PR #166, opened 2015-10-21
BZ1265901: NullPointerException with kie-config-cli.sh after migration from 6.1.0 to 6.1.2

manstis:
See https://bugzilla.redhat.com/show_bug.cgi?id=1265901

-*-

Write the data back out verbatim.

▶ Written solution:
PR #166, opened 2015-10-21
BZ1265901: NullPointerException with kie-config-cli.sh after migration from 6.1.0 to 6.1.2

manstis:
See https://bugzilla.redhat.com/show_bug.cgi?id=1265901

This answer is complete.